> _Work required_
Only the lines that include "PolynomialInfo" should be copied from the data below.
*** Records for this exercise ***
Issue #109483, opened 2024-09-20
Meta issue to track changes for adding plugin and LLVM_BUILD_LLVM_DYLIB support for Windows


fsfod:
Some rational for these changes is explained in this old LLVM discourse post [Supporting LLVM_BUILD_LLVM_DYLIB on Windows](https://discourse.llvm.org/t/supporting-llvm-build-llvm-dylib-on-windows/58891).

## LLVM
- [x] #96630
- [x] #107873
- [ ] #108051
- [ ] #109024
- [x] #109156
- [ ] Switch to new visibility macros for X86 Target initialize functions definitions.
- [ ] Add visibility macros for Target initialize function declarations.
- [ ] Clang tooling generated visibility macros for LLVM.
- [ ] clang-cl template dllexport workaround.
- [ ] Default symbol visibility on non windows platforms set to hidden.
- [ ] MSVC deleted and defaulted class members changes.
- [ ] MSVC dllexport ilist fix or default template argument workaround.
- [ ] MSVC dllexport cl::opt fix or workaround.

## Clang
- [ ] #108276
- [ ] #109362 
- [ ] #109321
- [x] #109319
- [ ] Clang tooling generated visibility macros for Clang
- [ ] MSVC deleted and defaulted class members changes.

annamthomas:
hi @fsfod , I'm having trouble building my local downstream fork of LLVM which uses dynamic build and link (i.e. these options are present: -DLLVM_BUILD_LLVM_DYLIB=ON -DLLVM_LINK_LLVM_DYLIB=ON). 

If I revert back to before the first change landed in this series, it builds completely fine. 
The reason is that we have some dynamic dependencies between our downstream library and LLVM and when building those files, it complains of same issue as reported here: https://github.com/llvm/llvm-project/issues/107687

i.e. 
```
[02:35:10] #include "llvm/CodeGen/GenVT.inc"
[02:35:10]          ^~~~~~~~~~~~~~~~~~~~~~~~
[02:35:10] 1 error generated.
```

Is there any workarounds you can suggest for this? I've tried adding the `-DLLVM_BUILD_LLVM_DYLIB_VIS=ON` but it does not help.

fsfod:
I'm not sure why my changes would cause that file not to be generated. I did notice there was a merged PR thats looks similar to your issue https://github.com/llvm/llvm-project/pull/109306

annamthomas:
I'm on truck but that didn't fix it.

[...]

PR #199019, opened 2026-05-21
llvm: Fix most LLVM_ABI annotations in Analysis

Steelskin:
This updates most LLVM_ABI annotations in the Analysis headers to match expected usage:
* All public APIs should be properly annotated.
* Inlined functions should not be annotated.

These changes were done by a script fixing annotations on LLVM public headers and manually checked.

This effort is tracked in #109483.

### DIFF
--- a/llvm/include/llvm/Analysis/DominanceFrontier.h
+++ b/llvm/include/llvm/Analysis/DominanceFrontier.h
@@ -126,8 +126,9 @@ public:
   void dump() const;
 };
 
-extern template class DominanceFrontierBase<BasicBlock, false>;
-extern template class DominanceFrontierBase<BasicBlock, true>;
+extern template class LLVM_TEMPLATE_ABI
+    DominanceFrontierBase<BasicBlock, false>;
+extern template class LLVM_TEMPLATE_ABI DominanceFrontierBase<BasicBlock, true>;
 
 /// Analysis pass which computes a \c DominanceFrontier.
 class DominanceFrontierAnalysis
--- a/llvm/include/llvm/Analysis/DominanceFrontier.h
+++ b/llvm/include/llvm/Analysis/DominanceFrontier.h
@@ -100,11 +100,11 @@ public:
   using const_iterator = DominanceFrontier::const_iterator;
 
   /// Handle invalidation explicitly.
-  bool invalidate(Function &F, const PreservedAnalyses &PA,
-                  FunctionAnalysisManager::Invalidator &);
+  LLVM_ABI bool invalidate(Function &F, const PreservedAnalyses &PA,
+                           FunctionAnalysisManager::Invalidator &);
 };
 
-class DominanceFrontierWrapperPass : public FunctionPass {
+class LLVM_ABI DominanceFrontierWrapperPass : public FunctionPass {
   DominanceFrontier DF;
 
 public:
@@ -141,7 +141,7 @@ public:
   using Result = DominanceFrontier;
 
   /// Run the analysis pass over a function and produce a dominator tree.
-  DominanceFrontier run(Function &F, FunctionAnalysisManager &AM);
+  LLVM_ABI DominanceFrontier run(Function &F, FunctionAnalysisManager &AM);
 };
 
 /// Printer pass for the \c DominanceFrontier.
@@ -150,9 +150,9 @@ class DominanceFrontierPrinterPass
   raw_ostream &OS;
 
 public:
-  explicit DominanceFrontierPrinterPass(raw_ostream &OS);
+  LLVM_ABI explicit DominanceFrontierPrinterPass(raw_ostream &OS);
 
-  PreservedAnalyses run(Function &F, FunctionAnalysisManager &AM);
+  LLVM_ABI PreservedAnalyses run(Function &F, FunctionAnalysisManager &AM);
 };
 
 } // end namespace llvm
--- a/llvm/include/llvm/Analysis/HashRecognize.h
+++ b/llvm/include/llvm/Analysis/HashRecognize.h
@@ -31,7 +31,7 @@ struct CRCTable : public std::array<APInt, 256> {
   LLVM_ABI void print(raw_ostream &OS) const;
 
 #if !defined(NDEBUG) || defined(LLVM_ENABLE_DUMP)
-  LLVM_DUMP_METHOD void dump() const;
+  LLVM_ABI LLVM_DUMP_METHOD void dump() const;
 #endif
 };
 
--- a/llvm/include/llvm/Analysis/HashRecognize.h
+++ b/llvm/include/llvm/Analysis/HashRecognize.h
@@ -28,7 +28,7 @@ class LPMUpdater;
 
 /// A custom std::array with 256 entries, that also has a print function.
 struct CRCTable : public std::array<APInt, 256> {
-  void print(raw_ostream &OS) const;
+  LLVM_ABI void print(raw_ostream &OS) const;
 
 #if !defined(NDEBUG) || defined(LLVM_ENABLE_DUMP)
   LLVM_DUMP_METHOD void dump() const;
@@ -65,9 +65,9 @@ struct PolynomialInfo {
   // zero.
   Value *LHSAux;
 
-  PolynomialInfo(unsigned TripCount, Value *LHS, const APInt &RHS,
-                 Value *ComputedValue, bool ByteOrderSwapped,
-                 Value *LHSAux = nullptr);
+  LLVM_ABI PolynomialInfo(unsigned TripCount, Value *LHS, const APInt &RHS,
+                          Value *ComputedValue, bool ByteOrderSwapped,
+                          Value *LHSAux = nullptr);
 };
 
 /// The analysis.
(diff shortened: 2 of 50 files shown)


kasuga-fj:
I'm not sure why I was asked to review this, as I'm completely unfamiliar with the background and context of this work. That said, if nobody else is available, I'm okay to take on the double-check. In that case, could you please provide some more details about the expected usage of LLVM_ABI? For example, when should a class/struct be annotated, and what does it imply? (In that case, do we still need to annotate the member functions of that class, or not?)

Steelskin:
> I'm not sure why I was asked to review this, as I'm completely unfamiliar with the background and context of this work. That said, if nobody else is available, I'm okay to take on the double-check. In that case, could you please provide some more details about the expected usage of LLVM_ABI? For example, when should a class/struct be annotated, and what does it imply? (In that case, do we still need to annotate the member functions of that class, or not?)

My apologies, I was going by the suggested reviewers. I can ask someone else if you are not comfortable reviewing these changes.

Very basically, the `LLVM_ABI` annotations are used to mark the libLLVM dylib boundary. For Windows, we need to manually mark exported APIs with `__declspec(dllexport)` when they are exported and `__declspec(dllimport)` when they are imported. In general, we prefer marking a class as `dllexport`, in which case no individual methods get annotated - outside of static data members. However, marking a class as `dllexport` forces instantiation of all members, including the implicit copy ops, which break a number of classes. This is when we annotate the individual methods instead.

For context, we (Swift for Windows) want to build LLVM as a dynamic library and ship the toolchain this way. After discussions, we came to the conclusion that it was best to explicitly export every single LLVM API, you can check #109483 for details.

Please let me know how you would like to proceed from there.

fhahn (commented):
@Steelskin I think it was brought up previously. I think it would be helpful if there would be an automatic way to check if any annotations are missing. 

Ideally we would catch drift automatically, which would make fixing/updating/reviewing much easier

Steelskin:
> @Steelskin I think it was brought up previously. I think it would be helpful if there would be an automatic way to check if any annotations are missing.
> 
> Ideally we would catch drift automatically, which would make fixing/updating/reviewing much easier

@fhahn Yes, I am working on this. The PR message refers to a script I used to find these annotations and this is the result of that. One of the steps toward enabling the automatic workflow is to add all missing LLVM_ABI annotations on the existing headers, and this PR is a part of that. See this [comment](https://github.com/llvm/llvm-project/issues/109483#issuecomment-4398927211).

kasuga-fj:
> My apologies, I was going by the suggested reviewers. I can ask someone else if you are not comfortable reviewing these changes.

@Steelskin Sorry, I didn't mean to complain or anything. I was just a bit confused because I wasn't sure what I was supposed to do. It didn't seem like things would move forward on their own, so I left a comment yesterday.

And thanks for sharing the background. I don’t think I can comment on this topic from a technical perspective, but if it’s just simple work (e.g., manually checking whether everything is annotated properly), I can help with that. Just to confirm, would reading [this script](https://github.com/Steelskin/llvm-project/blob/f1462a75dcc09734d9c0efbe768c7d1fe06b3512/llvm/utils/git/ids-check-helper.py) help me to understand where the annotation should be attached?

Steelskin:
> > My apologies, I was going by the suggested reviewers. I can ask someone else if you are not comfortable reviewing these changes.
> 
> @Steelskin Sorry, I didn't mean to complain or anything. I was just a bit confused because I wasn't sure what I was supposed to do. It didn't seem like things would move forward on their own, so I left a comment yesterday.

No worries! Once again, if you don't feel comfortable, I can ask someone else who is more familiar with the dylib project to review. I just assumed people more familiar with this area of the codebase would want to check that I am not doing anything outright wrong.

> And thanks for sharing the background. I don’t think I can comment on this topic from a technical perspective, but if it’s just simple work (e.g., manually checking whether everything is annotated properly), I can help with that. Just to confirm, would reading [this script](https://github.com/Steelskin/llvm-project/blob/f1462a75dcc09734d9c0efbe768c7d1fe06b3512/llvm/utils/git/ids-check-helper.py) help me to understand where the annotation should be attached?

This is slightly out-of-date compared to the version I used but yes, it might help, as well as the corresponding [workflow](https://github.com/Steelskin/llvm-project/blob/f1462a75dcc09734d9c0efbe768c7d1fe06b3512/.github/workflows/ids-check.yml). But basically, this PR is what you'd get if you went over every header and added the annotations by hand.

kasuga-fj:
> I just assumed people more familiar with this area of the codebase would want to check that I am not doing anything outright wrong.

I see. Actually I'm also not an expert of this area (it just happened that I had a few more commits than usual recently), but I should at least be able to check whether you aren't doing anything obviously wrong (I believe...).

> This is slightly out-of-date compared to the version I used but yes, it might help, as well as the corresponding [workflow](https://github.com/Steelskin/llvm-project/blob/f1462a75dcc09734d9c0efbe768c7d1fe06b3512/.github/workflows/ids-check.yml). But basically, this PR is what you'd get if you went over every header and added the annotations by hand.

I see, thanks. If you're fine with this direction, I'll start going through all the files manually. As there are considerable amount of files, I think it will take some time. Are you okay with that? Also, if you find someone else who would be a more suitable reviewer, please feel free to forget about me.

Steelskin:
> I see, thanks. If you're fine with this direction, I'll start going through all the files manually. As there are considerable amount of files, I think it will take some time. Are you okay with that? Also, if you find someone else who would be a more suitable reviewer, please feel free to forget about me.

This is fine, I understand there is quite a bit to review, but these changes are mostly mechanical.

cc @nikic if you'd rather do the review yourself?

llvm/include/llvm/Analysis/DominanceFrontier.h
kasuga-fj: Don't they require `LLVM_TEMPLATE_ABI`?

llvm/include/llvm/Analysis/HashRecognize.h
```diff
@@ -28,7 +28,7 @@ class LPMUpdater;
 
 /// A custom std::array with 256 entries, that also has a print function.
 struct CRCTable : public std::array<APInt, 256> {
-  void print(raw_ostream &OS) const;
+  LLVM_ABI void print(raw_ostream &OS) const;
 
 #if !defined(NDEBUG) || defined(LLVM_ENABLE_DUMP)
   LLVM_DUMP_METHOD void dump() const;
```
kasuga-fj: What about `dump` methods annotated with `LLVM_DUMP_METHOD`?

llvm/include/llvm/Analysis/IR2Vec.h
kasuga-fj, line 547: Should this class be annotated with `LLVM_ABI` because it has virtual functions?

llvm/include/llvm/Analysis/RegionInfo.h
```diff
@@ -979,14 +983,14 @@ class RegionInfoPrinterPass
   raw_ostream &OS;
 
 public:
-  explicit RegionInfoPrinterPass(raw_ostream &OS);
+  LLVM_ABI explicit RegionInfoPrinterPass(raw_ostream &OS);
 
   PreservedAnalyses run(Function &F, FunctionAnalysisManager &AM);
```
kasuga-fj: Maybe missed?

llvm/include/llvm/Analysis/ScalarEvolution.h
kasuga-fj, line 383: Just to confirm: this class has two types of virtual methods: pure virtual function and one which has inlined default implementation. In such a case, this class isn't needed to be annotated with `LLVM_ABI` even though it has virtual functions, right?

kasuga-fj (commented):
I manually checked all the modified files while referring to https://llvm.org/docs/InterfaceExportAnnotations.html, and overall it looks good to me. I've left a few comments where an annotation might be missing, but I'm fairly sure I'm just misunderstanding something...

llvm/include/llvm/Analysis/ScalarEvolution.h
Steelskin: The rule of thumb for the class-level annotation is: annotate the class iff it has at least one out-of-line virtual method. In this case, the class has a vtable anchor that lives inside a TU, so the compiler emits the vtable in the producer TU and imports it anywhere else.

So yes, we don't need the class-level annotation here.

llvm/include/llvm/Analysis/DominanceFrontier.h
Steelskin: Yes, the script does not actually handle the template annotations so we're exporting these "as needed", meaning if anything outside of LLVM actually uses them. In an ideal world, these would also be automatically annotated but this is harder than the rest of the annotations.
Thanks for pointing it out, I added the annotation for these.

llvm/include/llvm/Analysis/HashRecognize.h
Steelskin: Yes, this was missed because the script runs on a release build.

llvm/include/llvm/Analysis/IR2Vec.h
Steelskin: All of the virtual functions for this class are either pure virtual or embedded inline so no.

llvm/include/llvm/Analysis/RegionInfo.h
Steelskin: Yes, my pass on the headers is 2 weeks old at this point and there were some changes made to the headers. I will do another full pass once I have landed this slate of changes and before re-enabling the workflow to automatically add missing annotations.

kasuga-fj (approved):
Thanks for all the explanation, LGTM.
*** End of Records for this exercise ***
> _Response to this exercise_
@@ -65,9 +65,9 @@ struct PolynomialInfo {
-  PolynomialInfo(unsigned TripCount, Value *LHS, const APInt &RHS,
+  LLVM_ABI PolynomialInfo(unsigned TripCount, Value *LHS, const APInt &RHS,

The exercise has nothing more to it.